▶ _Description of the task_
Using the data below, tally the lines that include the string "screenshot". Only the number is wanted.

[Saved data entries]
PR #1046, opened 2024-04-23
Add called decision guidance

### LINKED ISSUE #1039: Link to the documentation in Called Decision group
### What should we do?

Add tooltip with a link to https://docs.camunda.io/docs/components/modeler/bpmn/business-rule-tasks/#defining-a-called-decision in the called decision.

### Why should we do it?

Some users get confused about this section, cf. https://forum.camunda.io/t/search-resource-in-practice-for-beginner/51423/8?u=crobbins215

nikku:
screenshot 0PuZAM

screenshot ktF6yJ

Closes #1039

### DIFF
--- a/src/contextProvider/zeebe/TooltipProvider.js
+++ b/src/contextProvider/zeebe/TooltipProvider.js
@@ -42,7 +42,7 @@ const TooltipProvider = {
 
     return (
       <div>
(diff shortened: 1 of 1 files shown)


barmac:
Great addition!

▶ _The completed task_
2